Mechanical machining of multilayer printed circuit boards (PCBs) involves processes such as drilling, milling, and routing, and achieving high precision in these operations is essential for ensuring the functionality and reliability of the final PCB product.

　　Drilling is one of the most critical mechanical machining processes for multilayer PCBs. Precision in drilling is crucial for creating holes for vias, component mounting, and inter - layer connections. The diameter of the holes needs to be controlled within very tight tolerances. For example, in micro - via drilling for high - density interconnect (HDI) PCBs, the hole diameter may be as small as 50 - 100 micrometers, and the tolerance can be ±5 micrometers. Any deviation from the specified diameter can affect the electrical performance of the PCB, such as increasing the contact resistance of the vias or causing short - circuits. Additionally, the position accuracy of the holes is equally important. The holes must be placed accurately to ensure proper alignment with the traces on different layers and the pads of the components to be mounted. Advanced drilling machines with high - precision positioning systems, such as those with a positioning accuracy of ±25 micrometers, are used to meet these strict requirements.

　　Milling and routing are used to shape the outer contour of the multilayer PCB and to create slots or cutouts for components. The precision of these processes affects the mechanical fit of the PCB in the enclosure and the proper placement of components. The dimensional accuracy of the milled or routed edges should be within a specified tolerance range. For example, the tolerance for the overall dimensions of a standard - sized PCB may be ±0.1 mm. Moreover, the surface finish of the milled or routed edges is also important. A smooth surface finish is required to prevent burrs and sharp edges, which can cause damage to the components during assembly or pose a safety hazard. Specialized milling and routing tools with fine - tipped cutters and precise control systems are used to achieve the desired precision and surface quality.

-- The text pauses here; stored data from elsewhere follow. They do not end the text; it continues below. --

PR #83, opened 2021-04-27
Done Homework.

DeStinyShell:


src/main/java/practice/CandidateValidator.java
```diff
@@ -1,5 +1,17 @@
...
+    private static final int REQUIRED_AGE = 35;
+    private static final String REQUIRED_NATIONALITY = "Ukrainian";
+
+    @Override
+    public boolean test(Candidate candidate) {
+        return candidate.getAge() >= REQUIRED_AGE && candidate.isAllowedToVote()
+                && candidate.getNationality().equals(REQUIRED_NATIONALITY)
+                && Math.abs(Integer.parseInt(candidate.getPeriodsInUkr().split("-")[0])
+                - Integer.parseInt(candidate.getPeriodsInUkr().split("-")[1])) >= 10;
+    }
```
LayRipper, line 16: You can avoid Math.abs() method by interchanging the subtractor
10 should be denoted as constant as well

src/main/java/practice/StreamPractice.java
```diff
@@ -14,7 +37,12 @@
      * "Can't get min value from list: < Here is our input 'numbers' >"
      */
     public int findMinEvenNumber(List<String> numbers) {
-        return 0;
+        return numbers.stream()
+                .map(string -> string.split(","))
+                .flatMapToInt(array -> Arrays.stream(array).mapToInt(Integer::parseInt))
```
LayRipper, line 42: 2 map operations are sufficient here

src/main/java/practice/StreamPractice.java
```diff
@@ -23,7 +51,12 @@ public int findMinEvenNumber(List<String> numbers) {
      * But before that subtract 1 from each element on an odd position (having the odd index).
      */
     public Double getOddNumsAverage(List<Integer> numbers) {
-        return 0D;
+        return IntStream.range(0, numbers.size())
+                .mapToObj(index -> index % 2 != 0 ? numbers.get(index) - 1 : numbers.get(index))
+                .filter(index -> index % 2 != 0)
+                .mapToDouble(Double::valueOf)
```
LayRipper, line 57: Let's use 1 map operation instead of two, and we should be careful with Double values comparison as != may cause bugs so let's use a safer way to compare.
```suggestion
                .mapToDouble(index -> index % 2 != 0 ? numbers.get(index) - 1 : numbers.get(index))
                .filter(index -> index % 2 != 0)
```

src/main/java/practice/StreamPractice.java
```diff
@@ -35,7 +68,11 @@ public Double getOddNumsAverage(List<Integer> numbers) {
      * Example: select men who can be recruited to army (from 18 to 27 years old inclusively).
      */
     public List<People> selectMenByAge(List<People> peopleList, int fromAge, int toAge) {
-        return Collections.emptyList();
+        return peopleList.stream()
+                .filter(person -> person.getSex().equals(People.Sex.MAN)
+                        && person.getAge() >= fromAge
+                        && person.getAge() <= toAge)
```
LayRipper, line 74: we should create an anonymous predicate class here as per checklist

src/main/java/practice/StreamPractice.java
```diff
@@ -50,7 +87,13 @@ public Double getOddNumsAverage(List<Integer> numbers) {
      */
     public List<People> getWorkablePeople(int fromAge, int femaleToAge,
                                           int maleToAge, List<People> peopleList) {
-        return Collections.emptyList();
+        return peopleList.stream()
+                .filter(person -> {
+                    if (person.getSex().equals(People.Sex.MAN)) {
+                        return person.getAge() >= fromAge && person.getAge() <= maleToAge;
+                    }
+                    return person.getAge() >= fromAge && person.getAge() <= femaleToAge;
```
LayRipper, line 95: here as well

src/main/java/practice/StreamPractice.java
```diff
@@ -35,7 +68,11 @@ public Double getOddNumsAverage(List<Integer> numbers) {
      * Example: select men who can be recruited to army (from 18 to 27 years old inclusively).
      */
     public List<People> selectMenByAge(List<People> peopleList, int fromAge, int toAge) {
-        return Collections.emptyList();
+        return peopleList.stream()
+                .filter(person -> person.getSex().equals(People.Sex.MAN)
```
LayRipper, line 72: It is generally better to compare Enums via == rather than equals()

src/main/java/practice/StreamPractice.java
```diff
@@ -59,22 +102,11 @@ public Double getOddNumsAverage(List<Integer> numbers) {
...
-     * We want to reuse our validation in future, so let's write our own impl of Predicate
-     * parametrized with Candidate in CandidateValidator.
-     */
-    public List<String> validateCandidates(List<Candidate> candidates) {
-        return Collections.emptyList();
+        return peopleList.stream()
+                .filter(person -> person.getSex().equals(People.Sex.WOMEN)
+                        && person.getAge() >= femaleAge)
+                .map(People::getCats)
+                .flatMap(cats -> cats.stream().map(Cat::getName))
```
LayRipper, line 109:
```suggestion
                .flatMap(cats -> cats.getCats().stream())
                .map(Cat::getName)
```

LayRipper (changes requested):

LayRipper (approved):

src/main/java/practice/StreamPractice.java
```diff
@@ -1,11 +1,37 @@
...
+     * have nationality - 'Ukrainian'
+     * and live in urk for 10 years. For the last requirement use field periodsInUkr,
+     * which has following view: "2002-2015"
+     * We want to reuse our validation in future, so let's write our own impl of Predicate
+     * parametrized with Candidate in CandidateValidator.
+     */
+
+    public static List<String> validateCandidates(List<Candidate> candidates) {
+        return candidates.stream()
+                .filter(new practice.CandidateValidator())
```
Resci, line 29: Why practice?

Resci (changes requested):

LayRipper (approved):

src/main/java/practice/StreamPractice.java
LayRipper: ой, sorry

src/main/java/practice/StreamPractice.java
```diff
@@ -14,7 +40,12 @@
      * "Can't get min value from list: < Here is our input 'numbers' >"
      */
     public int findMinEvenNumber(List<String> numbers) {
-        return 0;
+        return numbers.stream()
+                .flatMapToInt(string -> Arrays.stream(string.split(","))
+                        .mapToInt(Integer::parseInt))
```
Resci, line 45:
```suggestion
                .flatMapToInt(string -> Arrays.stream(string.split(","))
                .mapToInt(Integer::parseInt))
```

Resci (approved):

　　In addition to dimensional accuracy, the flatness and parallelism of the multilayer PCB are also important precision requirements. A flat PCB ensures proper contact between the components and the board during assembly, reducing the risk of poor electrical connections. The flatness tolerance of a multilayer PCB may be specified as a maximum deviation from a flat plane, such as ±0.05 mm per 100 mm of board length. Parallelism is crucial for ensuring consistent performance in multi - board assemblies, where multiple PCBs need to be stacked or connected. The parallelism between different layers of a multilayer PCB should be maintained within tight limits to ensure the proper alignment of the inter - layer connections. Overall, meeting the precision requirements for mechanical machining of multilayer boards is essential for producing high - quality PCBs that can function reliably in various electronic applications.